Bukan ikut mencampuri urusan hidup orang lain. Apalagi sampai bergosip yang tidak punya ujung pangkal sama sekali.
Sebelum saya merantau, dulu tetangga kami di kampung akan selalu bergosip tentang orang orang.
Entah orang-orang itu hidupnya kaya raya atau miskin atau berpengaruh dan tidaknya, sudah pasti tetangga saya itu bibirnya tidak akan tertutup sedetik pun.
Bibir atau lazimnya mulut tetangga akan selalu berbicara tentang orang-orang yang tidak pernah merugikannya.

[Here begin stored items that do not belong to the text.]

PR #248, opened 2018-07-10
gherkin_terminal_reporter: add step-specific markup

### LINKED ISSUE #214: --gherkin-terminal-reporter doesn't color steps correctly
The gherkin terminal reporter doesn't color the steps correctly.

Let's say I have the following feature with a broken step:

```
Scenario: Publishing the article
    Given I'm an author user
    And I have an article
    When I go to the article page  # This step is broken
    And I press the publish button
    Then I should not see the error message
    And the article should be published
```

I expect the output to look like this (the first word in each line is the colouring):
```
RED:   Scenario: Publishing the article
GREEN:     Given I'm an author user
GREEN:     And I have an article
RED:       When I go to the article page  # This step is broken
RED:       And I press the publish button
RED:       Then I should not see the error message
RED:       And the article should be published
RED:   FAILED
```
But instead I get an output with all lines in red.
Printing the steps after the failed one is optional.

veliakiner:
Fixes #214

### DIFF
--- a/pytest_bdd/gherkin_terminal_reporter.py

Bibir tetangga saya di kampung itu sangat lincah mengeluarkan karangan bebas, seakan akan dirinya paling berpengaruh di kampung itu, dan paling kaya.
Nyatanya, untuk dapat makan sehari saja, masih mengemis alias berhutang di kios, orang yang akan selalu jadi pergunjingannya di bibir yang terlihat tidak menarik.
Setelah saya memilih merantau ke Pulau Jawa hingga sampai Jakarta, awalnya saya mengira orang orang di kota besar, tidak akan pernah bergosip tentang orang lain. Prediksi saya salah. Malahan bibir-bibir tetangga saya di rantauan di kota besar, lebih rusak bahkan sama rusaknya dengan bibir-bibir tetangga saya di kampung. Saban hari akan berkumpul dan bergosip kehidupan orang-orang yang tidak pernah merugikannya.
Biasanya, bibir-bibir tetangga itu akan terus ngoceh dan bergosip tentang orang-orang. Banyak hal yang akan dibicarakan lewat bibir tetangga itu. Dimulai dari anaknya si tetangga yang belum menikah hingga sampai gosip perselingkuhan.
Anehnya, tetangga kosan yang tidak punya sangkut paut sama hidup seseorang, biasanya akan ikut bergosip, akan ikut ngumpul bareng tetangga lainnya. Semua hal digosipin. Semua hal dijadikan buah bibir.
Lantas, apakah bibir-bibir tetangga itu baru bisa berfungsi dengan baik, kalau sudah berhasil bergosip tentang kehidupan orang lain dan merasa puas?